__EXERCISE__:
In the listing that follows, the range to quote begins at the line that has "This PR moves" and ends after the line that has "#### Why the invalidation"; quote it verbatim and add nothing.

__DATA LISTING__:

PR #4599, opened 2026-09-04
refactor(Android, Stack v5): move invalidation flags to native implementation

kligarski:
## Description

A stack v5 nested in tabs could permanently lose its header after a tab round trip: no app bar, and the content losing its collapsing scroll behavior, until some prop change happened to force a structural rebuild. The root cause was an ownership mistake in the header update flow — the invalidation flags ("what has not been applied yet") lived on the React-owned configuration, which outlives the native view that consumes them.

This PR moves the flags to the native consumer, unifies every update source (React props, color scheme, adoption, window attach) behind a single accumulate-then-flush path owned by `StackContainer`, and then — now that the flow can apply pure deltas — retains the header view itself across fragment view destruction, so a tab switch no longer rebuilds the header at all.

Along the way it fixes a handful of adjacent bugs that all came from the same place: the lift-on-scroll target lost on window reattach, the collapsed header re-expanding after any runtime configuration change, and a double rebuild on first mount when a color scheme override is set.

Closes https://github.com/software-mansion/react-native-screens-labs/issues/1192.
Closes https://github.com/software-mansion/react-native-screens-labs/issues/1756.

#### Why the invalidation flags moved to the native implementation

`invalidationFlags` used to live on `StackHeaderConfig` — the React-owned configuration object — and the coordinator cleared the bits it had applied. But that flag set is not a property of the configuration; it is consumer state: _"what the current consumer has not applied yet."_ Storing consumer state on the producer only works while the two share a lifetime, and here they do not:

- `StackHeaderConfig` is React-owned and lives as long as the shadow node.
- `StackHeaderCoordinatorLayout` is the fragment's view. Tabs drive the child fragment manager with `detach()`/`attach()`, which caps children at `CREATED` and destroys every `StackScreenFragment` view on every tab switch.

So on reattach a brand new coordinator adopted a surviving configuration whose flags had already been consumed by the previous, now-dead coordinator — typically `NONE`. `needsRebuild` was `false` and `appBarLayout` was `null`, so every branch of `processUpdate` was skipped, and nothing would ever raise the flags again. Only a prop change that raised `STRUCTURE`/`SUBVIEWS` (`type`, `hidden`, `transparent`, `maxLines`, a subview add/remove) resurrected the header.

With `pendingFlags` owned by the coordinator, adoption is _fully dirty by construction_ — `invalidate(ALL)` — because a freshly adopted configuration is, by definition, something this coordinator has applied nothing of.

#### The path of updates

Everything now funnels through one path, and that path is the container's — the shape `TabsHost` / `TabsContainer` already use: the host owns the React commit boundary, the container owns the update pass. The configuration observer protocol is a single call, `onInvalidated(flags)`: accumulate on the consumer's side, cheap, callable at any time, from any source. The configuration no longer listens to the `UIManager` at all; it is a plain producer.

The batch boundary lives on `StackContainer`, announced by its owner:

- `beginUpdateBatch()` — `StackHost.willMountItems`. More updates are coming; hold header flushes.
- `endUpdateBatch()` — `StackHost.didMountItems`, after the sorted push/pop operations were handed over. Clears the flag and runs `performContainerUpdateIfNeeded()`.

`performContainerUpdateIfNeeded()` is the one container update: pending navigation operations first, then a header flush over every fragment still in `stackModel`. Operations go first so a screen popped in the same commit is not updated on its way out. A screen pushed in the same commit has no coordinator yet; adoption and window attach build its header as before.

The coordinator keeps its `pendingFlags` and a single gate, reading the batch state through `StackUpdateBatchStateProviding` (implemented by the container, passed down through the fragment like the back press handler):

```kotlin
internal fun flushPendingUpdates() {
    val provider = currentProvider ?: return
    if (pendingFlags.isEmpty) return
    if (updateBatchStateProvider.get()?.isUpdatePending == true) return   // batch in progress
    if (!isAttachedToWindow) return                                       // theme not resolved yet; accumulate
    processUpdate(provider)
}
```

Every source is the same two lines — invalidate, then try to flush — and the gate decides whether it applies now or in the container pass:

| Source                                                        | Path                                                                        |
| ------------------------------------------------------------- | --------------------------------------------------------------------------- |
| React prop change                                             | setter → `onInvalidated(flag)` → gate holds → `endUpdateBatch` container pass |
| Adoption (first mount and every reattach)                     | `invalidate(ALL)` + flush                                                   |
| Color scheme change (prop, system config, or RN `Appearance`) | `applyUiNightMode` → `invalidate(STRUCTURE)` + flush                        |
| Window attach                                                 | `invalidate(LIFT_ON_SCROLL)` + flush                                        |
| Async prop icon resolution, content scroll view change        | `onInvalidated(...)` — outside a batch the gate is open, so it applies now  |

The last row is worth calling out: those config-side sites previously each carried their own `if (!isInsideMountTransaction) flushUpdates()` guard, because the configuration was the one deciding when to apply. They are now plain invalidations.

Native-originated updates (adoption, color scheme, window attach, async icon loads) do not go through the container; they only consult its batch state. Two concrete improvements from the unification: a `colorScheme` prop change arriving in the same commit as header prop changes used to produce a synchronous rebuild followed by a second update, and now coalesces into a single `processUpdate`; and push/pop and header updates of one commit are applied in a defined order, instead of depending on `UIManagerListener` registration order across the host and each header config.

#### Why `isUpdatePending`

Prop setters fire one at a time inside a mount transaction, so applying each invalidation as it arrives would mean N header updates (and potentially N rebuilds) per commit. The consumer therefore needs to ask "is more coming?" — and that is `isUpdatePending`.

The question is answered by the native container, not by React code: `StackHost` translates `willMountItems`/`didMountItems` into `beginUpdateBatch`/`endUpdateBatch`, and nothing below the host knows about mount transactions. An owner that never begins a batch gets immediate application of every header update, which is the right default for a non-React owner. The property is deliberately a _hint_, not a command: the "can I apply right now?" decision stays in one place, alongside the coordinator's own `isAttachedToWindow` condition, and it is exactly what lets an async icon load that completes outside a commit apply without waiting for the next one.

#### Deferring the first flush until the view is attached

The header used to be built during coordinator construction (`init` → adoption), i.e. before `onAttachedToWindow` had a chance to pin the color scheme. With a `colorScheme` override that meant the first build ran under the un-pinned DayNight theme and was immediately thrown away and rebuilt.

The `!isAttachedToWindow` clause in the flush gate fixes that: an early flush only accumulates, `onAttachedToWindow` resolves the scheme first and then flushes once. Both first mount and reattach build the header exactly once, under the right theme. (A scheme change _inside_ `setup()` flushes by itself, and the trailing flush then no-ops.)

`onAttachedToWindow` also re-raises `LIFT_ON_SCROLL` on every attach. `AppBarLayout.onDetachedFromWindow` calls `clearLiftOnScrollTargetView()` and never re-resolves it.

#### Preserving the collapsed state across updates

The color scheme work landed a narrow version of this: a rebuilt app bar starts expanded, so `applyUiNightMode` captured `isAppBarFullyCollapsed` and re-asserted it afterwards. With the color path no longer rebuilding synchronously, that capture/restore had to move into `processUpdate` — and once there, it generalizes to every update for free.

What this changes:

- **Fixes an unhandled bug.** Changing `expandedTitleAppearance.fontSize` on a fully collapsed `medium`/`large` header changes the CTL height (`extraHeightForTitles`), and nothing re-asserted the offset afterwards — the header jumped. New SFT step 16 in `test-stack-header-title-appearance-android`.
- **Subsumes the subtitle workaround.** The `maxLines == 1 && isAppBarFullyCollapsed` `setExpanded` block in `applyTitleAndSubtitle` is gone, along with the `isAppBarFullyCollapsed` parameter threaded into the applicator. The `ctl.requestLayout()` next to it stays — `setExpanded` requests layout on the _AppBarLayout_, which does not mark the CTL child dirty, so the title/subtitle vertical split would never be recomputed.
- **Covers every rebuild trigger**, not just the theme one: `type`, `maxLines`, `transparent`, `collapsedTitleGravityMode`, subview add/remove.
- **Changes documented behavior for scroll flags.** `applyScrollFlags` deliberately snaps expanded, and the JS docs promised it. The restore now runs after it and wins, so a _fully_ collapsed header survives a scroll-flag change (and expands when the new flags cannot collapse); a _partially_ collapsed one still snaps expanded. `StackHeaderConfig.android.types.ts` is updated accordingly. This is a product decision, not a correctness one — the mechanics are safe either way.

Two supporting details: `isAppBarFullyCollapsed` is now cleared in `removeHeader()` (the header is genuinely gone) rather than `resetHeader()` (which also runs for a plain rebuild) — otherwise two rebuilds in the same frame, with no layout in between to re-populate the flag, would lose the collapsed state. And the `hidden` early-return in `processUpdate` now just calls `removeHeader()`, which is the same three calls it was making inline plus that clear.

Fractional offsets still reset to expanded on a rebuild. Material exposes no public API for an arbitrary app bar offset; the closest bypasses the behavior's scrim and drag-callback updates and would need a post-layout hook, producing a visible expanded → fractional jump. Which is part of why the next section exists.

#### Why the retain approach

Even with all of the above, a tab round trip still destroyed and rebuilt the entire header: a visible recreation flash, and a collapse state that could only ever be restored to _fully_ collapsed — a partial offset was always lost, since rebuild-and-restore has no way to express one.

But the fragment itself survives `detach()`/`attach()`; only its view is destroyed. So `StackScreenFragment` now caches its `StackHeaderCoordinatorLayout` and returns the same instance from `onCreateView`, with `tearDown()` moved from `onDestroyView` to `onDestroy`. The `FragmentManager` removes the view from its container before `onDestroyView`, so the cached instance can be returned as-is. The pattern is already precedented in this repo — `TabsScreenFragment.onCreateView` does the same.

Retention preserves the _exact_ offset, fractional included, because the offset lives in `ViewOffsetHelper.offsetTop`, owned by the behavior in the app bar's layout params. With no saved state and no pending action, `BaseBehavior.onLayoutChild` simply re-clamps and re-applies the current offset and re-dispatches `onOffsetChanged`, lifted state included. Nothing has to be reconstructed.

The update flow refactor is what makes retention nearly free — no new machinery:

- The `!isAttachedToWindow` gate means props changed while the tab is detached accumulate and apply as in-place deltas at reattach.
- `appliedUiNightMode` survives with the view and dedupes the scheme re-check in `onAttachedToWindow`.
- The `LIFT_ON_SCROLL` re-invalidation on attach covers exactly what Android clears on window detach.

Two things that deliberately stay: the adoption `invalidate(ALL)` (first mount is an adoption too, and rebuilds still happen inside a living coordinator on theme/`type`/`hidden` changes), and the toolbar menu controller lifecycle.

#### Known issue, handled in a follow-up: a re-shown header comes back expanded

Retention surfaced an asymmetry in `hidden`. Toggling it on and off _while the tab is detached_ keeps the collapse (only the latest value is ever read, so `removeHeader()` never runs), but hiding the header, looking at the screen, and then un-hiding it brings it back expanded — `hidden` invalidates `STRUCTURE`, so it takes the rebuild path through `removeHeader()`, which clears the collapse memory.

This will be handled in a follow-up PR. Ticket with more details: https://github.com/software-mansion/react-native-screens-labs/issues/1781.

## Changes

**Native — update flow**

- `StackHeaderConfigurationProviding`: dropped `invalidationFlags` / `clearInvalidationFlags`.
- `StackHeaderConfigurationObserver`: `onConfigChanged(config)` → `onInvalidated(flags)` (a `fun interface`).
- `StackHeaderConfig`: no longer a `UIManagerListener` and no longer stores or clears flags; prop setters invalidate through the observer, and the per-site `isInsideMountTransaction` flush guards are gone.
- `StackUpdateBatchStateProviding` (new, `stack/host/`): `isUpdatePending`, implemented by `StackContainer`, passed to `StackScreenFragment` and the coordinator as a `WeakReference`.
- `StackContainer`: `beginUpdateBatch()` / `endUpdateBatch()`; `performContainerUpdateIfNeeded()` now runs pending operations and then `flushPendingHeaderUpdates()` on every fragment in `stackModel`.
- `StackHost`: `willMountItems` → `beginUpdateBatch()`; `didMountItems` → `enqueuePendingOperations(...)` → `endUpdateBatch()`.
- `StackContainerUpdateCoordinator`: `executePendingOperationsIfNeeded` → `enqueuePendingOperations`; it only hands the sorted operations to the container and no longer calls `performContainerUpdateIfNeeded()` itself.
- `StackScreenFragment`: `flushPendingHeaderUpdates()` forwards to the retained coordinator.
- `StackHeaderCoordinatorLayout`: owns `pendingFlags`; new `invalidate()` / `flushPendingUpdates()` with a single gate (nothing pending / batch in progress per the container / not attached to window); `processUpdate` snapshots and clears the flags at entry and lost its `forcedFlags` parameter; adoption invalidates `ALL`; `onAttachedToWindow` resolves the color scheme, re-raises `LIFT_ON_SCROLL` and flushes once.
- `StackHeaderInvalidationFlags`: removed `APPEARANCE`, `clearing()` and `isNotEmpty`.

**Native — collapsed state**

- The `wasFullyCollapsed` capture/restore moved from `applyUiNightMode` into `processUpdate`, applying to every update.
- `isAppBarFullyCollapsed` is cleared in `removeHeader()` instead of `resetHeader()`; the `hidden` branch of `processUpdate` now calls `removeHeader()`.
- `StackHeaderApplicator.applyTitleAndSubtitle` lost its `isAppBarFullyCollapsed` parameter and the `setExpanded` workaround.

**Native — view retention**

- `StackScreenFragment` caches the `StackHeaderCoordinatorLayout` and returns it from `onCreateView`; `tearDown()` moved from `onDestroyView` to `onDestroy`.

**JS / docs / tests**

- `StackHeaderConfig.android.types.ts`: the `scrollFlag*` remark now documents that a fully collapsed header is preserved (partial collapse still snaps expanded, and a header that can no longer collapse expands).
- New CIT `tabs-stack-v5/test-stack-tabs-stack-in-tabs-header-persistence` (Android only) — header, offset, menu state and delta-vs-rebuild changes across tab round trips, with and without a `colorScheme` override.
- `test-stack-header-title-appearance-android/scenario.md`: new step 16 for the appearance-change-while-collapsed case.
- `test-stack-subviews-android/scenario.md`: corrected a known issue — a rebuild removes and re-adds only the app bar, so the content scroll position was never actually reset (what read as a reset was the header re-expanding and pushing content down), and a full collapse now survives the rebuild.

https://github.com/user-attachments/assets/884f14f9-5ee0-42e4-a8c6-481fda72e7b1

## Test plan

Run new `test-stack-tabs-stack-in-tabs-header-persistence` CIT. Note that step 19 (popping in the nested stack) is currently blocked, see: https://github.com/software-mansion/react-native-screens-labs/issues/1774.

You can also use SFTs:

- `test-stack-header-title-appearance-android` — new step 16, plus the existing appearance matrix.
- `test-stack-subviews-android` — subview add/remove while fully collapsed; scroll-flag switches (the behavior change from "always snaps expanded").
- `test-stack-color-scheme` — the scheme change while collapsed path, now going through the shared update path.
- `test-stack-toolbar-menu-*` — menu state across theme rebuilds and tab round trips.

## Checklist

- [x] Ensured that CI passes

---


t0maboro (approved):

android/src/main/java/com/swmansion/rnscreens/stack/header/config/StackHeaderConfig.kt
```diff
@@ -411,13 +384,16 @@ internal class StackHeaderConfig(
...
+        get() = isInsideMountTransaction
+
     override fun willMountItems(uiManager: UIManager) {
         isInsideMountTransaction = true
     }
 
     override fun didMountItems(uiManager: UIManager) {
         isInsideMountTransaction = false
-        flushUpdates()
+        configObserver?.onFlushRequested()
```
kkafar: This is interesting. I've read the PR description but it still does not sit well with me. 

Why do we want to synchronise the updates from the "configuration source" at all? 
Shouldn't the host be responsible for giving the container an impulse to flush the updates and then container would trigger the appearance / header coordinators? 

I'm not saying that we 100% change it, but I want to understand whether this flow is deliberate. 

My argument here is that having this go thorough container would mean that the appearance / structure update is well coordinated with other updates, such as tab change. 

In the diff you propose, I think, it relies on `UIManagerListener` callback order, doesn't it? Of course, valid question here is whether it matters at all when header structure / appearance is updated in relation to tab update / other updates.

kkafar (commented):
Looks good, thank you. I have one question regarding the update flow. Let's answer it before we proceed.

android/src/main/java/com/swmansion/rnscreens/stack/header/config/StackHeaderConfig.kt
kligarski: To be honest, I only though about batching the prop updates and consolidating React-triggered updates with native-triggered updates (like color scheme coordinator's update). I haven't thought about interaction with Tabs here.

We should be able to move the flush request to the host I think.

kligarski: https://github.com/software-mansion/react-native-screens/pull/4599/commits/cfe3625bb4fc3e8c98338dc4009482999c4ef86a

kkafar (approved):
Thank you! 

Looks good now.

__RESPONSE TO THIS TASK__:
This PR moves the flags to the native consumer, unifies every update source (React props, color scheme, adoption, window attach) behind a single accumulate-then-flush path owned by `StackContainer`, and then — now that the flow can apply pure deltas — retains the header view itself across fragment view destruction, so a tab switch no longer rebuilds the header at all.

Along the way it fixes a handful of adjacent bugs that all came from the same place: the lift-on-scroll target lost on window reattach, the collapsed header re-expanding after any runtime configuration change, and a double rebuild on first mount when a color scheme override is set.

Closes https://github.com/software-mansion/react-native-screens-labs/issues/1192.
Closes https://github.com/software-mansion/react-native-screens-labs/issues/1756.

#### Why the invalidation flags moved to the native implementation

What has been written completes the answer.